Speck's whole argument is that walkability is the most important factor for a city to be vibrant and attractive to new residents. There are a bunch of aspects that go in to making a city walkable, such as mixed-use neighborhoods where restaurants and stores and residences are all close together. There is the issue of frequent and reliable public transportation, the importance of shade and the necessity of interesting-looking architecture.
He does a good job of explaining the benefits of walking, including health, community, and enviromental. I loved his entire generalist approach to planning cities. It helped me analyze some walking cities I've lived in, like Washington D.C. and Chicago, and how they compare with where I grew up and where I'm living now.
This topic has taken on a special interest in my life due to our recent move. Before we moved, we were living in the extremely walkable Hyde Park neighborhood of Chicago. I loved how much I could walk to accomplish my everyday errands and used my stroller much more than the car. Walking was the easiest and quickest way to get to many places, including the produce store, the library, lots of parks, restaurants, my favorite tiny thrift store and the office where I worked at the University of Chicago.
But then we moved to Irvine in southern California and I was shocked by how little I could walk. We live within close driving distance of pretty much everything and yet we can walk to nothing. It felt disconcerting at the beginning to have to get in the car every single time I wanted to go somewhere.
To further illustrate the difference between the two, I looked up their individual walk scores on the website walkscore.com. Speck had mentioned it in the book as a site that assigns a score between 0 and 100 according to how walkable the address is to nearby errands. Anything over 90 is supposed to be an amazing area for walking. My previous address in Chicago had a walk score of 89. My current address? A walk score of 24.
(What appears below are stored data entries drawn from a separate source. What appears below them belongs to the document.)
PR #15850, opened 2026-07-22
fix(invariant): gate selector-focus workers on target surface size

mablr:
Selector-focus mode (#15348) collapses one invariant worker's entire
mutation surface to a single selector for the whole campaign. On a
target with few candidate functions relative to worker count, that
trade sacrifices a large share of parallel compute: an 8-worker
campaign against the pinned scfuzzbench Liquity V2 Governance target
(16 candidate functions registered on one `targetContract`) consistently
stalled its focus worker (deterministically worker index 6 at 8
workers) at near-zero coverage while its peers reached thousands of
edges in the same wall-clock budget.

This gates focus-worker allocation on the ratio of candidate target
functions to worker count, so small-surface targets keep every worker
on the full handler set instead of sacrificing one to a single
selector. The threshold (4 candidate functions per worker) was picked
empirically against the pinned Liquity target's actual candidate count.

## Results

Matched master-vs-patched 8-worker run, same seed (`0x1`) and 330s
budget, pinned Liquity V2 Governance scfuzzbench target
(`42212075645e4fc7bc46714e3f14582a06181560`):

### Results

| | Master | Patched |
|---|---:|---:|
| Worker 6 (previously focus-assigned) edges | 4 | 5126 |
| Mean edges across 8 workers | 3768 | 4967 (+32%) |
| Worst-worker edges | 4 (worker 6) | 3420 (worker 7) |

This is a single-seed diagnostic result on one target, not yet a
multi-seed statistical claim. Full write-up, including a false start on
a target where the candidate-count pool wasn't actually the operative
variable (Nerite's 159-candidate handler surface still exhibits the same
worker collapse, pointing to a distinct, unaddressed mechanism there),
is in the accompanying fuzzing-evaluation research notes.

### DIFF
--- a/crates/evm/evm/src/executors/invariant/mod.rs
+++ b/crates/evm/evm/src/executors/invariant/mod.rs
@@ -95,6 +95,9 @@ const MIN_ESTIMATED_CALLS_PER_INVARIANT_WORKER: u64 =
     MIN_RUNS_PER_INVARIANT_WORKER as u64 * DEFAULT_DEPTH_FOR_INVARIANT_WORKER_CAP as u64;
 /// Share of parallel workers reserved for selector focus mode.
 const INVARIANT_FOCUS_WORKER_DIVISOR: usize = 8;
+/// Minimum number of distinct candidate target functions required per worker before any worker
+/// is carved out for selector-focus mode.
+const INVARIANT_FOCUS_MIN_CANDIDATES_PER_WORKER: usize = 4;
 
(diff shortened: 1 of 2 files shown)


mablr:
Closing — this fix was tuned against a single target/seed (threshold calibrated directly against Liquity's candidate count) and doesn't generalize (Nerite still shows the same worker collapse). Needs broader validation before this is worth pursuing again.

PR #15851, opened 2026-07-22
perf(forge): record only required library deployments

stevencartavia:
Enables state-diff recording only for linked libraries required by the current test contract, avoiding recording and discarding unrelated library deployments.
https://github.com/foundry-rs/foundry/pull/15848#discussion_r3628386361


mattsse (approved):
lgtm

mablr (approved):

PR #15852, opened 2026-07-22
fix(anvil): pin delegated simulation tags

mablr:
## Description

Follow-up to https://github.com/foundry-rs/foundry/pull/15844#discussion_r3631355194.

Delegated pre-fork simulations now preserve the original selector only for block hashes. Number and tag selectors use the height already resolved against Anvil’s fork, preventing moving upstream `safe` or `finalized` tags from selecting a different or post-fork base block.


mattsse (approved):
lgtm

stevencartavia (approved):

PR #15853, opened 2026-07-22
fix(fuzz): warn on bool invariant returns

mablr:
Boolean-returning invariant functions currently compile and run, but Forge ignores their return value, allowing `return false` to appear to pass silently. This adds a warning directing users to assertions or reverts while preserving existing pass/fail behavior and `int256` optimization invariants.

Closes OSS-577

This change was implemented with AI assistance.


mattsse (approved):
lgtm

stevencartavia (approved):

PR #922, opened 2026-04-16
Deprecate apoc.text.indexOf, apoc.text.join and apoc.text.regexReplace in favour of Cypher.

gem-neo4j:
Cypher has new functions: string.join, string.indexOf and string.regexReplace 🎉 

docs: https://github.com/neo4j/docs-apoc/pull/515


hvub (approved):
No notes.

PR #923, opened 2026-05-04
Fix Cypher Initializer for clusters

gem-neo4j:
Clusters seems to still make it through the is writeable check, as this failing is not actually a problem I just ignore those errors and let it continue. (Also when regenerating license headers this other one popped up, we already have a card for why the CI is passing without checking that)


hvub (approved):
🎉

PR #924, opened 2026-05-04
Fix termination guard in csv loader

gem-neo4j:
The test was flaky depending on when the termination was called and what part was hit, I could reproduce by running the test 20 times in a row before, and after this change that repetition no longer found it :)

### DIFF
--- a/core/src/main/java/apoc/export/csv/CsvEntityLoader.java
+++ b/core/src/main/java/apoc/export/csv/CsvEntityLoader.java
@@ -25,6 +25,7 @@ import apoc.load.CSVResult;
 import apoc.load.Mapping;
 import apoc.load.util.Results;
 import apoc.util.FileUtils;
+import apoc.util.Util;
 import com.opencsv.CSVReader;
 import com.opencsv.CSVReaderBuilder;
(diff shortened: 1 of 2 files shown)


core/src/main/java/apoc/export/csv/CsvEntityLoader.java
```diff
@@ -133,7 +144,7 @@ public void loadNodes(
                     // we either fail the loading process or skip it depending on the 'ignore duplicate nodes' setting
                     if (idField.isPresent() && idspaceIdMapping.containsKey(nodeCsvId)) {
                         if (clc.getIgnoreDuplicateNodes()) {
-                            return;
+                            continue;
```
JoelBergstrand, line 147: Is this change related to the terminationGuard or seperate?

JoelBergstrand (approved):

core/src/main/java/apoc/export/csv/CsvEntityLoader.java
gem-neo4j: It was in a forEach before and now a while loop, so this is the same behaviour as before (a return in a forEach doesn't exit the whole thing, just that item, same as a continue)

PR #926, opened 2026-05-08
Add IOException throws declaration to CountingInputStream constructor

MishaDemianenko:
The next version of commons IO adds IOException to the BOMInputStream constructor.


gem-neo4j (approved):
Merge on red, it is semgrep complaining and you can ignore that :)

PR #928, opened 2026-05-18
Fix apoc.load.json text by doing a local call instead of online to reduce flakiness

gem-neo4j:
I copied the content of the online call to a local resource. It is always going to be flaky to call random internet websites, so this fixes that.

Linear: resolves SURF-975


JoelBergstrand (approved):
Great!

PR #927, opened 2026-05-15
refactor: add explicit declaration for neo4j-graph-algo dependency

shaikhu:
Needed to ensure PR on `neo-technology` passes.

Add explicit dependency declaration instead of using transitively. 

## Proposed Changes (Mandatory)

A brief list of proposed changes in order to fix the issue:

  - add explicit declaration for `neo4j-graph-algo` dependency.

PR #929, opened 2026-05-18
build: add declaration for neo4j-graph-algo dependency

shaikhu:
Follow up to previous [PR](https://github.com/neo4j/apoc/pull/927). Dependency needs to be added to `core` module as well. 😅


gem-neo4j (approved):
LGTM :)

PR #930, opened 2026-05-21
Fix apoc.load.csv by checking for EOF instead of null bytes

gem-neo4j:
The csv file we were calling in the IT tests was a url that got a bot check added to it, the bot check returns different info than other failing cases, and it got stuck in a while loop looking for a null value instead of EoF.

### DIFF
--- a/core/src/main/java/apoc/export/csv/CsvEntityLoader.java
+++ b/core/src/main/java/apoc/export/csv/CsvEntityLoader.java
@@ -336,7 +336,7 @@ public class CsvEntityLoader {
     private static String readFirstLine(CountingReader reader) throws IOException {
         String line = "";
         int i;
-        while ((i = reader.read()) != 0) {
+        while ((i = reader.read()) != -1) {
             char c = (char) i;
             if (c == '\n') break;
             line += c;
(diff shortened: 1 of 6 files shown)


core/src/main/java/apoc/export/csv/CsvEntityLoader.java
```diff
@@ -336,7 +336,7 @@ private Map<String, Mapping> getMapping(List<CsvHeaderField> fields) {
     private static String readFirstLine(CountingReader reader) throws IOException {
         String line = "";
         int i;
-        while ((i = reader.read()) != 0) {
+        while ((i = reader.read()) != -1) {
```
JoelBergstrand, line 339: Is it only AWS that is using `0` for the bot check? I assume this line applies to any provider, e.g. does this hold for other providers as well?

gem-neo4j: This is to do with checking for the null value or EoF, EoF is the correct way to check if a file is finished, not really sure why this was done, I assume it was a mistake, and this is how Neo4j checks for CSV file ending, hence why LOAD CSV ends with 0 rows on this url instead of running forever.

JoelBergstrand (approved):

core/src/main/java/apoc/export/csv/CsvEntityLoader.java
JoelBergstrand: I see! Great!

PR #934, opened 2026-06-01
Add missing dep

gem-neo4j:
This should fix the startup test issues, but as those are tested using docker, they won't actually go green until after this is merged 😓


JoelBergstrand (approved):
Approved on standup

Reading Walkable City has helped me analyze the differences between these two places. I go on walk/runs with James in the mornings and the lack of street breaks, high speed limits (50 or 55 mph!), and the dearth of shady trees makes these walks miserable for anything besides exercise.
Reading this book made me feel better in some aspects. I realized that where I live is not set up for pedestrians to thrive. I don't drive everywhere because I'm wimpy but because this area is car oriented and not walk oriented.
But it did make me feel worse because I wish I was living in a place that was walkable, had a thriving bike culture and frequent public transportation. A life like that seems so much more pleasant to me.
What are your thoughts on walkablitity? This is a subject I can talk about endlessly.